Computing Valid p-value for Optimal Changepoint by Selective Inference using Dynamic Programming

Part of Advances in Neural Information Processing Systems 33 (NeurIPS 2020)

AuthorFeedback Bibtex MetaReview Paper Review Supplemental

Authors

Vo Nguyen Le Duy, Hiroki Toda, Ryota Sugiyama, Ichiro Takeuchi

Abstract

Although there is a vast body of literature related to methods for detecting change-points (CPs), less attention has been paid to assessing the statistical reliability of the detected CPs. In this paper, we introduce a novel method to perform statistical inference on the significance of the CPs, estimated by a Dynamic Programming (DP)-based optimal CP detection algorithm. Our main idea is to employ a Selective Inference (SI) approach---a new statistical inference framework that has recently received a lot of attention---to compute exact (non-asymptotic) valid p-values for the detected optimal CPs.
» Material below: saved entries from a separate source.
Issue #12415, opened 2019-01-14
[Improve che-plugin.yaml] Rename some fileds


skabashnyuk:
### Description
Subtask of  https://github.com/eclipse/che/issues/12249
- Public should become an endpoint attribute
- consider renaming `Devfile#dockerimageTool#endpoints[]#targetPort` field to `port` https://github.com/redhat-developer/devfile/pull/2#discussion_r242894015
- consider renaming `Devfile#dockerimageTool#services` field to `endpoints` to sync `che-plugin.yaml` and Dockerimage tool models https://github.com/redhat-developer/devfile/pull/2/files#diff-238112cd9401c996e39c118cb7008fdcR19

skabashnyuk:
implemented

PR #12642, opened 2019-02-08
Add targetPort attribute to runtime server

### LINKED ISSUE #12611: Missing mapping between Theia plug-in endpoint port and exposed url from workspace information
### Description
when declaring inside a editor plug-in in Che7 workspaces:

```json
endpoints:
 -  name: "theia"
    public: true
    targetPort: 3100
```

at runtime I can grab some info at `/api/workspace/<id-of-workspace>`
which returns
```json
"theia": {
"url": "https://route-fbenoit-1-che.starter-us-east-2.openshiftapps.com",
"attributes": {
"cookiesAuthEnabled": "true",
"internal": "false",
"secure": "true",
"type": "ide"
```

What I would like is a way to grab from API that `theia` endpoint was for the port `3100` 
So I could see that theia is for port `3100` and grab the exposed URL.

It could be useful for clients to grab that information.
could be in the attributes
like:
```json
"targetPort": "3100"
```
 or
```json
"configPort": 3100
```
For Che6 workspace we had that mapping with `workspace.config`

garagatyi:
### What does this PR do?
Add port attribute to runtime server.
This is needed to help clients in figuring out which port led
to creating a server in a workspace.
Also refactor some code.

image

Fixes https://github.com/eclipse/che/issues/12611

### DIFF
--- a/infrastructures/kubernetes/src/main/java/org/eclipse/che/workspace/infrastructure/kubernetes/server/KubernetesServerResolver.java
+++ b/infrastructures/kubernetes/src/main/java/org/eclipse/che/workspace/infrastructure/kubernetes/server/KubernetesServerResolver.java
@@ -111,7 +111,8 @@ public class KubernetesServerResolver {
               String path =
                   buildPath(ingressRule.getHttp().getPaths().get(0).getPath(), config.getPath());
               servers.put(
-                  name, new RuntimeServerBuilder()
+                  name,
+                  new RuntimeServerBuilder()
                       .protocol(config.getProtocol())
                       .host(host)
                       .path(path)
--- a/infrastructures/kubernetes/src/main/java/org/eclipse/che/workspace/infrastructure/kubernetes/server/KubernetesServerResolver.java
+++ b/infrastructures/kubernetes/src/main/java/org/eclipse/che/workspace/infrastructure/kubernetes/server/KubernetesServerResolver.java
@@ -21,8 +21,6 @@ import io.fabric8.kubernetes.api.model.extensions.IngressRule;
 import java.util.HashMap;
 import java.util.List;
 import java.util.Map;
-import org.eclipse.che.api.core.model.workspace.config.ServerConfig;
-import org.eclipse.che.api.core.model.workspace.runtime.ServerStatus;
 import org.eclipse.che.api.workspace.server.model.impl.ServerImpl;
 import org.eclipse.che.commons.annotation.Nullable;
 import org.eclipse.che.workspace.infrastructure.kubernetes.Annotations;
@@ -87,12 +85,14 @@ public class KubernetesServerResolver {
             (name, config) ->
                 servers.put(
                     name,
-                    newServer(
-                        config.getProtocol(),
-                        service.getMetadata().getName(),
-                        config.getPort(),
-                        config.getPath(),
-                        config.getAttributes())));
+                    new RuntimeServerBuilder()
+                        .protocol(config.getProtocol())
+                        .host(service.getMetadata().getName())
+                        .port(config.getPort())
+                        .path(config.getPath())
+                        .attributes(config.getAttributes())
+                        .targetPort(config.getPort())
+                        .build()));
   }
 
   private void fillIngressServers(Ingress ingress, Map<String, ServerImpl> servers) {
@@ -111,7 +111,13 @@ public class KubernetesServerResolver {
               String path =
                   buildPath(ingressRule.getHttp().getPaths().get(0).getPath(), config.getPath());
               servers.put(
-                  name, newServer(config.getProtocol(), host, null, path, config.getAttributes()));
+                  name, new RuntimeServerBuilder()
+                      .protocol(config.getProtocol())
+                      .host(host)
+                      .path(path)
+                      .attributes(config.getAttributes())
+                      .targetPort(config.getPort())
+                      .build());
             });
   }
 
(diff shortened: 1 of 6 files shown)


benoitf (approved):
wonderful

garagatyi:
ci-test

sleshchenko:
We have a plan to rename `targetPort` to `port` in the following issue https://github.com/eclipse/che/issues/12415. Initially, this topic was raised by @benoitf https://github.com/redhat-developer/devfile/pull/2#discussion_r242894015
@garagatyi So, can we use `port` attribute instead of `targetPort`?

garagatyi:
@sleshchenko makes sense. Will do

garagatyi:
@sleshchenko, On the other hand, it might be confusing whether it means port that needs to be added to the server URL or port that was originally exposed. 
@benoitf @l0rd How do you think what naming would be better?

garagatyi:
ci-test

l0rd:
👍 to use `port`

benoitf:
fine as well for port (it's an attribute so I'm fine)

garagatyi:
@sleshchenko I renamed the attribute

garagatyi:
ci-build

garagatyi:
ci-test

infrastructures/kubernetes/src/test/java/org/eclipse/che/workspace/infrastructure/kubernetes/server/KubernetesServerResolverTest.java
```diff
@@ -263,4 +265,10 @@ private Ingress createIngress(
         .endStatus()
         .build();
   }
+
+  private Map<String, String> defaultAttributeAnd(String key, String value) {
```
sleshchenko, line 269: It is not so important but still `defaultAttributeAnd` -> `defaultAttributesAnd`

infrastructures/kubernetes/src/test/java/org/eclipse/che/workspace/infrastructure/kubernetes/server/KubernetesServerResolverTest.java
```diff
@@ -263,4 +265,10 @@ private Ingress createIngress(
...
+    HashMap<String, String> map = new HashMap<>(ATTRIBUTES_MAP);
+    map.put(key, value);
+    return map;
```
sleshchenko: It's a bad manner to name variable after its type

wsmaster/che-core-api-workspace-shared/src/main/java/org/eclipse/che/api/workspace/shared/Constants.java
```diff
@@ -174,5 +175,8 @@
   /** The projects volume has a standard name used in a couple of locations. */
   public static final String PROJECTS_VOLUME_NAME = "projects";
 
+  /** Attribute of {@link Server} that specifies exposure of which port created the server */
+  public static final String SERVER_TARGET_PORT_ATTRIBUTE = "port";
```
sleshchenko: Should the constant name be updated as well?

infrastructures/kubernetes/src/main/java/org/eclipse/che/workspace/infrastructure/kubernetes/server/KubernetesServerResolver.java
```diff
@@ -87,12 +85,14 @@ private void fillServiceServers(Service service, Map<String, ServerImpl> servers
...
-                        config.getPort(),
-                        config.getPath(),
-                        config.getAttributes())));
+                    new RuntimeServerBuilder()
+                        .protocol(config.getProtocol())
+                        .host(service.getMetadata().getName())
+                        .port(config.getPort())
+                        .path(config.getPath())
+                        .attributes(config.getAttributes())
+                        .targetPort(config.getPort())
```
sleshchenko, line 94: Should be `targetPort` be renamed here to `port` as well?

infrastructures/kubernetes/src/test/java/org/eclipse/che/workspace/infrastructure/kubernetes/server/KubernetesServerResolverTest.java
garagatyi: Since there is only one default attribute I would leave it as is

infrastructures/kubernetes/src/test/java/org/eclipse/che/workspace/infrastructure/kubernetes/server/KubernetesServerResolverTest.java
garagatyi: ok

garagatyi: I mean I'll rename it

infrastructures/kubernetes/src/main/java/org/eclipse/che/workspace/infrastructure/kubernetes/server/KubernetesServerResolver.java
garagatyi: I'll rename it

wsmaster/che-core-api-workspace-shared/src/main/java/org/eclipse/che/api/workspace/shared/Constants.java
garagatyi: I'll rename it

infrastructures/kubernetes/src/main/java/org/eclipse/che/workspace/infrastructure/kubernetes/server/KubernetesServerResolver.java
garagatyi: Actually there is `port` method which is needed to build real URL of the server. I'll leave targetPort here

garagatyi:

infrastructures/kubernetes/src/test/java/org/eclipse/che/workspace/infrastructure/kubernetes/server/KubernetesServerResolverTest.java
sleshchenko: But you use map as default attributes, later someone may just put new entry in `ATTRIBUTES_MAP` and do you even notice this private method. Up to you since it is a private method of test class.

sleshchenko (approved):
LGTM

Would be nice to see updated PR description to avoid confusion.

SkorikSergey:
Selenium tests execution on Eclipse Che Multiuser on OCP (https://ci.codenvycorp.com/job/che-pullrequests-test-ocp/1537//Selenium_20tests_20report/) doesn't show any regression against this Pull Request.

garagatyi:
@sleshchenko done
@SkorikSergey thanks!

PR #12646, opened 2019-02-11
Introduce devfile docs build & deploy script

mshaposhnik:
### What does this PR do?
Introduces devfile docs build & deploy script. 
 - Docs can be build in both native and docker mode (using `--docker` switch).
-  Script requires `DEVFILE_DOCS_GITHUB_TOKEN` to be set to clone/push docs repo.
- Commit message can be specified with `--message` parameter
- Deploy can be skipped with `--no-deploy` parameter

https://github.com/eclipse/che/issues/12524

#### Release Notes
N/A

#### Docs PR
N/A


riuvshin (approved):
Looks good!

skabashnyuk (approved):

wsmaster/che-core-api-devfile/src/main/resources/build_docs.sh
```diff
@@ -0,0 +1,91 @@
...
+  GH_TOKEN="${DEVFILE_DOCS_GITHUB_TOKEN}"
+fi
+
+build_with_docker() {
+    echo "Building docs using docker."
+    check_packages docker tar git
+    DOCKER_IMAGE_NAME="eclipse-che-devfile-docs"
+    docker build -t ${DOCKER_IMAGE_NAME} .
+    mkdir -p ${TMP_DIR} && cd ${TMP_DIR}
+    mkdir -p docs
```
sleshchenko: You can remove it and rewrite the previous line like the following:
```bash
mkdir -p ${TMP_DIR}/docs && cd ${TMP_DIR}
```

wsmaster/che-core-api-devfile/src/main/resources/build_docs.sh
```diff
@@ -0,0 +1,91 @@
...
+}
+
+cleanup
+if [[ "$1" == "--docker" ]];
+then
+    build_with_docker
+else
+    build_native
+fi
+upload
```
sleshchenko: It would be useful to have the ability to build docs without publishing it, like check how docs will look like with local changes in `devfile.json` file. Please consider adding such.

wsmaster/che-core-api-devfile/src/main/resources/build_docs.sh
```diff
@@ -0,0 +1,91 @@
...
+   mv ./docs/devfile.md ./docs/index.md
+   echo "Building docs done."
+}
+
+upload() {
+   rm -rf devfile && git clone https://${GH_TOKEN}@github.com/redhat-developer/devfile.git
+   cp -f docs/* ./devfile/docs
+   cd devfile
+   if [[ `git status --porcelain` ]]; then
+       git commit -am "Update devfile docs"
```
sleshchenko: I understand that since this script is supposed to be run on CI without developer interaction but from a script user perspective it would be nice to have an ability to specify commit message with some meaningful message like `add a description for new field` instead of hardcoded `Update devfile docs`

wsmaster/che-core-api-devfile/src/main/resources/Dockerfile
```diff
@@ -0,0 +1,31 @@
...
+
+RUN apt-get update && \
+    apt-get install -y git \
+    && apt-get -y clean \
+    && rm -rf /var/lib/apt/lists/*
+RUN git clone https://github.com/adobe/jsonschema2md.git
+RUN cd jsonschema2md && npm install && npm link
+
+COPY ./schema /schema
+RUN cd /schema && jsonschema2md -d . -e json -n
```
sleshchenko: I think it may be a bit optimized like the following:
```
RUN cd /schema && \
    jsonschema2md -d . -e json -n && \
    mv devfile.md index.md && \
    tar zcf /tmp/out.tar.gz -C out .
```
AFAIU docker image which are built in this way will have two layers less.

wsmaster/che-core-api-devfile/src/main/resources/Dockerfile
```diff
@@ -0,0 +1,31 @@
...
+# It builds an archive file that can be used by doing later
+#  $  docker run --rm eclipse-che-devfile-docs | tar -C target/docs/ -xf -
+FROM node:8.10.0
+
+RUN apt-get update && \
+    apt-get install -y git \
+    && apt-get -y clean \
+    && rm -rf /var/lib/apt/lists/*
+RUN git clone https://github.com/adobe/jsonschema2md.git
+RUN cd jsonschema2md && npm install && npm link
```
sleshchenko, line 24: Why should we build a master branch of `jsonschema2md`? Won't it be more safety to depends on a tag?
Then we would be able to download sources of tag as archive and do not clone whole repository (not sure that it is an issue, but archive should be smaller)

sleshchenko: Note that now jsonschema2md repository contains FAILED ci status
screenshot_20190211_145331

sleshchenko: Also you can avoid installing cli tools for `jsonschema2md` since you don't need it because you can use `node cli.js -d examples/schemas -o examples/docs` instead of `jsonschema2md -d examples/schemas -o examples/docs`
P.S. I'm not familiar with `npm link` command. Maybe it's cheap command and then you can just skip my comment =)

mshaposhnik: it is just simpler to undrerstand

mshaposhnik: master have more bugs fixed & some are pending

mshaposhnik: i will fix their build when i will have free time :)

skabashnyuk: yeh. sounds like the important thing to think about.

wsmaster/che-core-api-devfile/src/main/resources/build_docs.sh
skabashnyuk: I doubt we can automate that.

sleshchenko: But we can set default value that can be overridden if needed

wsmaster/che-core-api-devfile/src/main/resources/Dockerfile
skabashnyuk: I'm worried about reproducibility. What if we check out some specific version. @sleshchenko @mshaposhnik wdyt?

sleshchenko: @skabashnyuk I wonder why do we need to clone the whole repository.
But I'm OK with both of checking out tag version or downloading sources by tag as an archive.

mshaposhnik: If we don't want to track tags manually we need to clone whole repo anyway (to find latest tag using git describe).
Or we can just manually change the tag  when necessary @skabashnyuk @sleshchenko WDYT

sleshchenko: > manually change the tag when necessary

+1

mshaposhnik: ok then i will clone using:
`git clone -b '1.1.0' --single-branch git@github.com:adobe/jsonschema2md.git`
that clones only those tag refs

sleshchenko: It still will contain redundant information about commits, like commit dates, authors, full branch history, like removed lines/files.
But I'm ok with using git if you think that downloading source archive is too difficult to implement and support.

wsmaster/che-core-api-devfile/src/main/resources/build_docs.sh
```diff
@@ -0,0 +1,123 @@
...
+
+parse_args() {
+    for i in "${@}"
+    do
+        case $i in
+           --docker)
+               IS_DOCKER=true
+               shift
+           ;;
+           --no-deploy)
```
sleshchenko, line 102: It would be nice to align the parameter name and variable/function names. `upload` or `deploy`

mshaposhnik: ok

sleshchenko (approved):
LGTM

Would be so nice to have `--help` argument which would print short information about script, possible arguments and example of usage.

Although it is well-known that SI has low statistical power because of over-conditioning, we address this drawback by introducing a novel method called parametric DP, which enables SI to be conducted with the minimum amount of conditioning, leading to high statistical power. We conduct experiments on both synthetic and real-world datasets, through which we offer evidence that our proposed method is more powerful than existing methods, has decent performance in terms of computational efficiency, and provides good results in many practical applications.